▼▼▼

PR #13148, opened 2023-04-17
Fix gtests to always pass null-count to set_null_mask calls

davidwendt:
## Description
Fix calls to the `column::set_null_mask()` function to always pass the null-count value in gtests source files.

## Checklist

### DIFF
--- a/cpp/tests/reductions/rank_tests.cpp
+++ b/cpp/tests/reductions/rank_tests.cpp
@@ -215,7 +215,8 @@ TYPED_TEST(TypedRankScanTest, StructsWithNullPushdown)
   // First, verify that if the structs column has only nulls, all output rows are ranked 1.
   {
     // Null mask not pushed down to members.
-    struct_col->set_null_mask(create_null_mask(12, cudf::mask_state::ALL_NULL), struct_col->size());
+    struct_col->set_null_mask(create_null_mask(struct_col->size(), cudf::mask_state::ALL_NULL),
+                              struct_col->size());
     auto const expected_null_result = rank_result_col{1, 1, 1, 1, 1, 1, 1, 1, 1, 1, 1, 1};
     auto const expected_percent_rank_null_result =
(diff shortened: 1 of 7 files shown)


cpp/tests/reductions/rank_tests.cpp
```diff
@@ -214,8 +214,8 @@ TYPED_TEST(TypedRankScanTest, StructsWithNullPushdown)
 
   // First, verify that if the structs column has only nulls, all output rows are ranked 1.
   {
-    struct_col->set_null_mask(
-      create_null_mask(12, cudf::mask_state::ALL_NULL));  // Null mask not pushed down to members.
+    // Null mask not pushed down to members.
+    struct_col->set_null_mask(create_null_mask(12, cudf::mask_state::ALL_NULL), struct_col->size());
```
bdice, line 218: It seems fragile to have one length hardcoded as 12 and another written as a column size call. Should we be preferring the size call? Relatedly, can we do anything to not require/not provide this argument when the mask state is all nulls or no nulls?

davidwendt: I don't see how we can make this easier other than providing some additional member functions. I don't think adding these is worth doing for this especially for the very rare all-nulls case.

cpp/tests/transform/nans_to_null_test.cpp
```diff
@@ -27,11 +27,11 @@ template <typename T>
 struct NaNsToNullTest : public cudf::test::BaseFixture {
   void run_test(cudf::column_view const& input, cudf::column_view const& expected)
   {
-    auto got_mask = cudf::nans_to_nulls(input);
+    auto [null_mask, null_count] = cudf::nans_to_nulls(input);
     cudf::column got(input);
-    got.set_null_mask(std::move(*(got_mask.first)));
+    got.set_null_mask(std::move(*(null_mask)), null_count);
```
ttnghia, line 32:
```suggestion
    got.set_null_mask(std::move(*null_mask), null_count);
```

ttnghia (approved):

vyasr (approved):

▲▲▲

Each record is to be restated word for word.

◆ Finished exercise
PR #13148, opened 2023-04-17
Fix gtests to always pass null-count to set_null_mask calls

davidwendt:
## Description
Fix calls to the `column::set_null_mask()` function to always pass the null-count value in gtests source files.

## Checklist

### DIFF
--- a/cpp/tests/reductions/rank_tests.cpp
+++ b/cpp/tests/reductions/rank_tests.cpp
@@ -215,7 +215,8 @@ TYPED_TEST(TypedRankScanTest, StructsWithNullPushdown)
   // First, verify that if the structs column has only nulls, all output rows are ranked 1.
   {
     // Null mask not pushed down to members.
-    struct_col->set_null_mask(create_null_mask(12, cudf::mask_state::ALL_NULL), struct_col->size());
+    struct_col->set_null_mask(create_null_mask(struct_col->size(), cudf::mask_state::ALL_NULL),
+                              struct_col->size());
     auto const expected_null_result = rank_result_col{1, 1, 1, 1, 1, 1, 1, 1, 1, 1, 1, 1};
     auto const expected_percent_rank_null_result =
(diff shortened: 1 of 7 files shown)


cpp/tests/reductions/rank_tests.cpp
```diff
@@ -214,8 +214,8 @@ TYPED_TEST(TypedRankScanTest, StructsWithNullPushdown)
 
   // First, verify that if the structs column has only nulls, all output rows are ranked 1.
   {
-    struct_col->set_null_mask(
-      create_null_mask(12, cudf::mask_state::ALL_NULL));  // Null mask not pushed down to members.
+    // Null mask not pushed down to members.
+    struct_col->set_null_mask(create_null_mask(12, cudf::mask_state::ALL_NULL), struct_col->size());
```
bdice, line 218: It seems fragile to have one length hardcoded as 12 and another written as a column size call. Should we be preferring the size call? Relatedly, can we do anything to not require/not provide this argument when the mask state is all nulls or no nulls?

davidwendt: I don't see how we can make this easier other than providing some additional member functions. I don't think adding these is worth doing for this especially for the very rare all-nulls case.

cpp/tests/transform/nans_to_null_test.cpp
```diff
@@ -27,11 +27,11 @@ template <typename T>
 struct NaNsToNullTest : public cudf::test::BaseFixture {
   void run_test(cudf::column_view const& input, cudf::column_view const& expected)
   {
-    auto got_mask = cudf::nans_to_nulls(input);
+    auto [null_mask, null_count] = cudf::nans_to_nulls(input);
     cudf::column got(input);
-    got.set_null_mask(std::move(*(got_mask.first)));
+    got.set_null_mask(std::move(*(null_mask)), null_count);
```
ttnghia, line 32:
```suggestion
    got.set_null_mask(std::move(*null_mask), null_count);
```

ttnghia (approved):

vyasr (approved):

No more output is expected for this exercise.